In the '60s, politics, philosophy, psychology and spiritual matters intertwined. For that matter, it was all but impossible to find the line between psychedelic revelations and religion.
Ram Dass' seminal book from those times was “Be Here Now.” Maybe the greatest title ever written.
Thinking globally, acting locally was among the topics covered. It set the agenda for a generation that would be given the unfortunate label baby boomers. Echoes of those times still linger a half-century later, long past the point where we finally figured out what we were going to do when we grew up.
In 2017, I spent a wonderful afternoon in Ram Dass' living room. A large portrait of Mahaj-ji looked down on us benevolently as I interviewed him and his guests for an upcoming Maui “Sing Out for Sight” benefit concert for the SEVA Foundation.
His houseguests were Dr. Larry Brilliant and his wife, Girija. They too had been pilgrims to India in 1967, and became fellow disciples of Maharaj-ji. Larry Brilliant, just out of medical school, went on to become a preeminent epidemiologist. Chances are you saw him interviewed during the pandemic. He was a go-to guy for all the networks.
The SEVA Foundation was a group the three of them founded, to provide low-cost cataract surgery to thousands of patients in third-world countries.
Joan Baez and Jackson Browne headlined the concert, which also featured an appearance by Hana resident Kris Kristofferson. The event was also a tribute to Ram Dass; since he couldn't travel, they brought it to him.

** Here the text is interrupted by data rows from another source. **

PR #3976, opened 2023-11-27
refine model builder and `SystemObjectType`

ArcturusZhang:
# Description

# Checklist

# Ready to Land?


src/AutoRest.CSharp/Mgmt/AutoRest/MgmtTarget.cs
```diff
@@ -270,18 +267,6 @@ private static void WriteExtensionFile(GeneratedCodeWorkspace project, MgmtClien
             AddGeneratedFile(project, $"Extensions/{extensionWriter.FileName}.cs", extensionWriter.ToString());
         }
 
-        private static bool ShouldSkipModelGeneration(TypeProvider model)
```
ArcturusZhang, line 273: we must have this method because previously the replaced models are represented by their respective type provider, for instance, if the model gets replaced and before the replacement, it is a `ResourceData`, we will construct a new ResourceData for it after the replacement.
But now, we always construct a `SystemObjectType` for them, therefore we no longer need a check whether to skip them or not.

live1206 (approved):

src/AutoRest.CSharp/Common/Utilities/AutoRestLogger.cs
```diff
@@ -15,20 +14,16 @@ public static void Initialize(IPluginCommunication autoRest)
...
 
-        public static bool IsInitialized => _autoRest != null;
-
         public static async Task Warning(string message)
         {
-            if (!IsInitialized)
-                throw new InvalidOperationException("AutoRestLogger.Warning is called before initialized");
-            await _autoRest!.Warning(message);
+            if (_autoRest is not null)
+                await _autoRest.Warning(message);
```
archerzz, line 20: So, we changed the behavior from throwing exception to just hide it if not initialized? Why?

src/AutoRest.CSharp/Mgmt/AutoRest/MgmtOutputLibrary.cs
```diff
@@ -471,35 +469,8 @@ private bool ShouldGenerateChildrenForType(Type armCoreType)
...
-                    {
-                        var propTemp = mgmtObjectType.Properties;
-                    }
-                }
-            }
-
-            return models;
-        }
+        private IEnumerable<TypeProvider>? _models;
+        public IEnumerable<TypeProvider> Models => _models ??= SchemaMap.Values.Where(m => m is not SystemObjectType);
```
archerzz, line 473: Looks like we delete some useless loop?

archerzz (approved):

For all the celebratory high notes hit on stage, it was hard to escape the darker political undertones everyone was feeling. We were a few months into the first Trump presidency, and things were already feeling scary.
Talking to Ram Dass that afternoon, he observed that the new guy in the White House – he wouldn't pay him the respect of remembering Trump's name – “was having a horrible incarnation.”
I'm not so sure.
Do rules of karma apply to cold-blooded reptiles?
Eastern thought takes the form of teaching. Western thought takes the form of products.
In the West, rather than absorbing the masters' teachings, we'd rather turn the teachers into rock stars. And “rebrand” their simple messages.
Almost 60 years since it was first published, Ram Dass's advice to “Be Here Now” has been repackaged into the $1.3 billion mindfulness industry.
His father would have been proud.
But I'm still not convinced RD got our current president right.
I think the Lizard King is having the time of his life.
As for the rest of us, being here now will have to suffice.